**WHAT TO PRODUCE**
Return, from the material below, each line in which the word "issue" is present.

**RECORD EXCERPTS**
-=-=-
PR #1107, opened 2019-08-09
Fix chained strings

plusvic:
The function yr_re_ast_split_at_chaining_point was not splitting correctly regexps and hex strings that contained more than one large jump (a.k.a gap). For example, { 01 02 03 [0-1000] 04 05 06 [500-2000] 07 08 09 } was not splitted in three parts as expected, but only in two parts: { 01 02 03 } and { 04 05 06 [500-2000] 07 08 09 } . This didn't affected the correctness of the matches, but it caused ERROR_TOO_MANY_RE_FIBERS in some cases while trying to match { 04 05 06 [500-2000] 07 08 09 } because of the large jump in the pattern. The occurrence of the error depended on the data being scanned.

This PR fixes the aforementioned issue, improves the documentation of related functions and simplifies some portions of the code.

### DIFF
-=-=-
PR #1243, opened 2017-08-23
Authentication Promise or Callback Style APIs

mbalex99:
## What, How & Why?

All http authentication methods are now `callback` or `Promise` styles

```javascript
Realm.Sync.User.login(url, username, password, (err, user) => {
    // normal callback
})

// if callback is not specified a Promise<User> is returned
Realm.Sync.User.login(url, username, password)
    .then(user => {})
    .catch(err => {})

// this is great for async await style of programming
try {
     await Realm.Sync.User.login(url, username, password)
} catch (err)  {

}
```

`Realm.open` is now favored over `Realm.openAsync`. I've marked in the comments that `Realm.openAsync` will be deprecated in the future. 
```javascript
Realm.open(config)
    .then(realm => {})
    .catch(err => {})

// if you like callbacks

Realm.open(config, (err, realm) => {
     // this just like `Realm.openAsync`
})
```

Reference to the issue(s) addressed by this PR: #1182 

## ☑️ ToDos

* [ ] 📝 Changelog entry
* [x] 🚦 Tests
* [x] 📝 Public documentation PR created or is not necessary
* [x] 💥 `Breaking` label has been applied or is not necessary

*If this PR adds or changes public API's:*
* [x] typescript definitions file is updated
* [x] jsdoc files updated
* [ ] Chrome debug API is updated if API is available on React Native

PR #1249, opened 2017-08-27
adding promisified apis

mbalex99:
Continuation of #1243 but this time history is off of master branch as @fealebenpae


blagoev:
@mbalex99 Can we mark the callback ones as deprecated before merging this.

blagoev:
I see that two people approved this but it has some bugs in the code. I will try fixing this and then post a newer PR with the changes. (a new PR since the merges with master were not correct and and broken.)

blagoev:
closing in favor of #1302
-=-=-
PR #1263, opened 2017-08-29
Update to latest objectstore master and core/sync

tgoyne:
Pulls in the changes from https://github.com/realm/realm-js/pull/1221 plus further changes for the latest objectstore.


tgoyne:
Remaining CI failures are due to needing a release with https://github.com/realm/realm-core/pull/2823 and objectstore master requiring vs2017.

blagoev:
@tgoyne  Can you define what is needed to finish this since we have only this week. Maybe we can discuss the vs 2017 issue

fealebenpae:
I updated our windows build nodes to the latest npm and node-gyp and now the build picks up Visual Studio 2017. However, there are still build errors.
-=-=-
**YOUR RESPONSE**
This PR fixes the aforementioned issue, improves the documentation of related functions and simplifies some portions of the code.
Reference to the issue(s) addressed by this PR: #1182 
@tgoyne  Can you define what is needed to finish this since we have only this week. Maybe we can discuss the vs 2017 issue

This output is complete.